**TASK BRIEF:** Go through the entries below and print each one exactly.

**SOURCE RECORDS:**
=== Section Start ===

PR #887, opened 2024-09-24
ares_socket: set IP_BIND_ADDRESS_NO_PORT on ares_set_local_ip* tcp sockets

crrodriguez:
If you bind to a local address, you now only have approx 32k possible source ports to initiate connections.
In modern days that can quickly run out.
setting IP_BIND_ADDRESS_NO_PORT let's the kernel choose a port at connect time, increasing the limit of combinations to around a million.


bradh352 (changes requested):
Can you use the same pattern as SO_NOSIGPIPE?  `int opt = 1;` and pass that in instead of the form you're using?

crrodriguez:
ook. compound literals are valid c99 thou..

PR #890, opened 2024-09-25
adig: rework command line arguments to mimic dig from bind

### LINKED ISSUE #885: adig: Is there a way to inactivate OPT record
Currently, it uses EDNS by default:
https://github.com/c-ares/c-ares/blame/8b2f5e01ebc39f50438911f610dfd4edc2bc7b26/src/lib/ares_init.c#L132-L135

It results in unable to use `adig` for testing purpose without OPT record.
Flag `edns` for `-f` staled.

bradh352:
The c-ares dig utility outputs a similar format to the bind dig utility, we should also make it take arguments that mimic theirs for compatibility.

This PR starts down that path supporting some of the major options.

Fixes #885


bradh352:
still need to redo the manpage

=== Section End ===

**YOUR SOLUTION:**
PR #887, opened 2024-09-24
ares_socket: set IP_BIND_ADDRESS_NO_PORT on ares_set_local_ip* tcp sockets

crrodriguez:
If you bind to a local address, you now only have approx 32k possible source ports to initiate connections.
In modern days that can quickly run out.
setting IP_BIND_ADDRESS_NO_PORT let's the kernel choose a port at connect time, increasing the limit of combinations to around a million.


bradh352 (changes requested):
Can you use the same pattern as SO_NOSIGPIPE?  `int opt = 1;` and pass that in instead of the form you're using?

crrodriguez:
ook. compound literals are valid c99 thou..

PR #890, opened 2024-09-25
adig: rework command line arguments to mimic dig from bind

### LINKED ISSUE #885: adig: Is there a way to inactivate OPT record
Currently, it uses EDNS by default:
https://github.com/c-ares/c-ares/blame/8b2f5e01ebc39f50438911f610dfd4edc2bc7b26/src/lib/ares_init.c#L132-L135

It results in unable to use `adig` for testing purpose without OPT record.
Flag `edns` for `-f` staled.

bradh352:
The c-ares dig utility outputs a similar format to the bind dig utility, we should also make it take arguments that mimic theirs for compatibility.

This PR starts down that path supporting some of the major options.

Fixes #885


bradh352:
still need to redo the manpage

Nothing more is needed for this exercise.